Required action:
Reproduce only the lines from the line containing "rad-hard PolarFire line of FPGAs" to the end of the entries below, including both of those lines.
Data under study Start Marker
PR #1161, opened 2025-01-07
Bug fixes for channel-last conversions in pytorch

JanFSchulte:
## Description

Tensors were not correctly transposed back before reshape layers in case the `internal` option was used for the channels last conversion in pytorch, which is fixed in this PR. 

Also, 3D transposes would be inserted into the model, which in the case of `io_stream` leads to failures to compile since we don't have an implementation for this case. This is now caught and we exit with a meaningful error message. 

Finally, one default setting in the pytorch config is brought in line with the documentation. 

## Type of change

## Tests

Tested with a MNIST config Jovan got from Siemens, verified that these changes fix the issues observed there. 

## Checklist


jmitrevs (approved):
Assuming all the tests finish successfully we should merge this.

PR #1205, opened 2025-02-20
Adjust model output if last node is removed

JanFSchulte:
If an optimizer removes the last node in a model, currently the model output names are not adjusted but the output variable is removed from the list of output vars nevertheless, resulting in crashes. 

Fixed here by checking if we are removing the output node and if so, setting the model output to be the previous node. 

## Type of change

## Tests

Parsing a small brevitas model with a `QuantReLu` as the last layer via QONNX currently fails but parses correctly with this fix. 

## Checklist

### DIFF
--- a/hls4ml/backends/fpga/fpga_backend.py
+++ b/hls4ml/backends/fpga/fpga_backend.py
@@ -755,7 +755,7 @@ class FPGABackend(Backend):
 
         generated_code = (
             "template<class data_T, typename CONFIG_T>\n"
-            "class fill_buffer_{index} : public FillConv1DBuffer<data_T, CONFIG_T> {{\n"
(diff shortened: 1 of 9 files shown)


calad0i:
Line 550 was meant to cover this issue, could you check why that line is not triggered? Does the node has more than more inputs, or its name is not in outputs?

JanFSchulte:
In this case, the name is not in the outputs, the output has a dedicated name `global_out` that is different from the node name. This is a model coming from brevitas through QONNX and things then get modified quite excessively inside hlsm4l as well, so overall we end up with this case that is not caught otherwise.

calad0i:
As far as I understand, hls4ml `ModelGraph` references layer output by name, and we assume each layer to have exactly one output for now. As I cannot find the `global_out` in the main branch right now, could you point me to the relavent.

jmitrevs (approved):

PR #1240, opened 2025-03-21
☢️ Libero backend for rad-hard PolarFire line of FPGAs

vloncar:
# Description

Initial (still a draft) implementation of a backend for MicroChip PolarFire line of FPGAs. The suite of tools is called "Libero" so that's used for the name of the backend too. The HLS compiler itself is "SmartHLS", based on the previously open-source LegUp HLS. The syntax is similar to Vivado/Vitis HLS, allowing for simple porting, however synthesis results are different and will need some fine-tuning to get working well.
Data under study End Marker
Solution for this problem:
☢️ Libero backend for rad-hard PolarFire line of FPGAs

vloncar:
# Description

Initial (still a draft) implementation of a backend for MicroChip PolarFire line of FPGAs. The suite of tools is called "Libero" so that's used for the name of the backend too. The HLS compiler itself is "SmartHLS", based on the previously open-source LegUp HLS. The syntax is similar to Vivado/Vitis HLS, allowing for simple porting, however synthesis results are different and will need some fine-tuning to get working well.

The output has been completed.